PR #4523, opened 2018-08-17
Add support for $nor to the Mongoid matcher.

jonhyman:
Lets you use the `$nor` comparison operator for local comparisons: https://docs.mongodb.com/manual/reference/operator/query/nor/

If this is accepted, it would be great to backport to at least the 6.4 branch, too.

### DIFF
--- a/lib/mongoid/matchable/nor.rb
+++ b/lib/mongoid/matchable/nor.rb
@@ -1,3 +1,4 @@
+# frozen_string_literal: true
 # encoding: utf-8
 module Mongoid
   module Matchable
--- a/lib/mongoid/matchable/nor.rb
+++ b/lib/mongoid/matchable/nor.rb
@@ -1,0 +1,33 @@
+# encoding: utf-8
+module Mongoid
+  module Matchable
+
+    # Defines behavior for handling $nor expressions in embedded documents.
+    class Nor < Default
+
+      # Does the supplied query match the attribute?
+      #
+      # @example Does this match?
+      #   matcher._matches?("$nor" => [ { field => value } ])
+      #
+      # @param [ Array ] conditions The or expression.
+      #
+      # @return [ true, false ] True if matches, false if not.
+      #
+      # @since 2.0.0.rc.7
+      def _matches?(conditions)
+        conditions.each do |condition|
+          res = true
+          condition.keys.each do |k|
+            key = k
+            value = condition[k]
+            res &&= !document._matches?(key => value)
+            break unless res
+          end
+          return res if res
+        end
+        return false
+      end
+    end
+  end
+end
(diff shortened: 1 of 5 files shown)


p-mongo:
@jonhyman Thank you for the patch. I changed the empty criteria to not match which I believe is more correct, and reworked the test cases.

spec/mongoid/matchable/nor_spec.rb
```diff
@@ -0,0 +1,199 @@
...
+            expect(matches).to be true
+          end
+        end
+
+        context 'and model has identical value in one of the fields' do
+          let(:target) do
+            Person.new(title: 'Queen', age: 23)
+          end
+
+          it "returns false" do
```
saghm: I don't think this is correct (and by extension, I think the implementation of `_matches?`) is incorrect. The method should return true if none of the queries in the array are true, which is the case since neither `{ title: 'King', age: 100 }` or `{ title: 'Sir', age: 23 }` matches `{ title: 'Queen', age: 100 }`. You can try this out on the shell with the following code and see that the document is actually returned:

```javascript
db.foo.insert({ title: 'Queen', age: 23 })
db.foo.find({ '$nor': [
    { title: 'Sir', age: 23 },
    { title: 'King', age: 100 },
]})
```

See my comment above for how I think `_matches?` should be implemented to fix this.

lib/mongoid/matchable/nor.rb
```diff
@@ -0,0 +1,42 @@
...
+      #
+      # @since 7.1.0
+      def _matches?(conditions)
+        if conditions.length == 0
+          # MongoDB does not allow $nor array to be empty, but
+          # Mongoid accepts an empty array for $or which MongoDB also
+          # prohibits
+          return false
+        end
+        conditions.each do |condition|
```
saghm: I don't think this is correct; I believe it should be this (I also switched the `each`/`returns` to just use array methods that return booleans:

```ruby
conditions.none? do |condition|
  conditions.all? do |key, value|
    document._matches?(key => value)
  end
end
```

See my comment in the tests below for where the current implementation gives the incorrect result.

spec/mongoid/matchable/nor_spec.rb
p-mongo: Right, good catch.

jonhyman: Good find. @p-mongo are you taking on @saghm's comments or should I slot time to make changes?

p-mongo: I fixed it.

p-mongo:
@jonhyman We will backport to 6.4 and 7.0.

-------------------------

TASK DETAILS:
Throughout the data above, copy all lines where the word "true" is found.

WRITTEN SOLUTION:
+# frozen_string_literal: true
+      # @return [ true, false ] True if matches, false if not.
+          res = true
+            expect(matches).to be true
saghm: I don't think this is correct (and by extension, I think the implementation of `_matches?`) is incorrect. The method should return true if none of the queries in the array are true, which is the case since neither `{ title: 'King', age: 100 }` or `{ title: 'Sir', age: 23 }` matches `{ title: 'Queen', age: 100 }`. You can try this out on the shell with the following code and see that the document is actually returned:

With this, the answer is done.